Speaking of the gospel of "Jesus loves you anyway" here is a news story about another pastor who preaches this 'gospel'. Oops, actually he'd be offended by the word 'preach'.



> *Church organizes support for Britney*
> The Associated Press
> 
> LEXINGTON, Ky. --
> ...


----------



## PuritanCovenanter (Oct 31, 2007)

> NO PREJUDICE, NO RACISM, NO RELIGION, JUST Jesus.



This use to be on a billboard by our house. My kids think this is one of the stupidest signs. Especially the No Religion part. Like Christianity isn't a world religion. 

Now the sign says.... LOVE Jesus but not the church?

What a messed up message. How can you love Jesus and hate his Church?


----------



## Wannabee (Oct 31, 2007)

Great clip! These guys should do the CC for all his sermons.


----------



## 2 Tim 4:2 (Oct 31, 2007)

While I support his argument against the misteachings of Joel, sin death and hell are no longer on the menu at this church, Osteen his use of John 8:44 was incorrect.


----------



## cih1355 (Oct 31, 2007)

He missed the point of why Jesus died on the cross. Jesus came to save His people from their sins. Jesus was punished in the place of the elect so that the elect would not be punished in hell. Jesus did not come so that you can have victory over poverty, sickness, and bad habits.


----------



## Davidius (Oct 31, 2007)

A congregation in my hometown has a billboard on the highway with the picture of a man looking serious and thoughtful with the words "For People Who Don't do Church."


----------



## Pergamum (Oct 31, 2007)

ok, ok, I know I am going to get heat for this:


Often the biggest obstacle to Christ IS His Church.
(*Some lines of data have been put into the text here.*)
PR #784, opened 2022-04-19
style(Job Monitor Popover): Fix exception overflow, allow scrolling in CSS

philip-cline:
### Checklist

### Description

Previously, Datatools backend exceptions (if they occurred) would appear in the Job Monitor Popover overflowing the component's width (fake text in exception used for demonstration)
image

In this PR, scrolling is added to prevent this behaviour: 
image

### DIFF
--- a/lib/style.css
+++ b/lib/style.css
@@ -996,3 +996,8 @@ h4.line:after {
 .route-type-select .toggle.expanded::after {
   content: "\f068";
 }
+
+/* Datatools backend exception in popover overflows the container */
+.popover-content {
+  overflow-x: scroll;
+}


lib/style.css
```diff
@@ -996,3 +996,8 @@ h4.line:after {
 .route-type-select .toggle.expanded::after {
   content: "\f068";
 }
+
+/* Datatools backend exception in popover overflows the container */
+.popover-content {
+  overflow-x: scroll;
```
miles-grant-ibigroup, line 1002: Is there any way to increase the size of the popup? Otherwise I guess scrolling is alright as well. I think the scrollbar will appear by default right

miles-grant-ibigroup (approved):
Looks good

lib/style.css
philip-cline: The size of the popup could be expanded, but personally I find the scrollbar to be the best of both worlds - cleaner display while maintaining option for the user (generally us) to investigate details.

daniel-heppner-ibigroup (approved):

PR #786, opened 2022-04-26
Fix undeletable patternstops

philip-cline:
### Checklist

### Description

This PR resolves an issue where adding stops after a straight, two stop segment produced an undeletable patternStop. This behaviour can be seen [here](https://drive.google.com/file/d/1cs7zLb5BFY1040rpH3aahgokqcQs3Ahj/view?usp=sharing). The cause of the behaviour appears to have been a typo in the definition of `hasShapePoints` (other functions use the definition this PR introduces)


philip-cline:
This fix seems suspiciously too simple, so definitely looking for a strong sanity check on this one.

miles-grant-ibigroup (approved):
I've tried to find the origin of this 2 but the only explanation I can come up with is typo. Good job finding the source of the bug!

daniel-heppner-ibigroup (approved):
Wow, insane bug hunting skills! Nice one. It *could* be refactored to use the `?` operator, but it doesn't really matter.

Lord, save me from your people. 


God's true churches are an admisture of truth and error. And all are full of sin. Black stains on a white holy garb show up all the more and the world looks for these things. Too, so many churches are so full or error, that atheists look like saints compared to them.



Few people can say anything bad about Christ, but they can sure say a lot of bad things about us. People who will never read the Gospel read us everyday.


All these billboards are a nod of the head to this sad reality.


----------



## etexas (Oct 31, 2007)

CarolinaCalvinist said:


> A congregation in my hometown has a billboard on the highway with the picture of a man looking serious and thoughtful with the words "For People Who Don't do Church."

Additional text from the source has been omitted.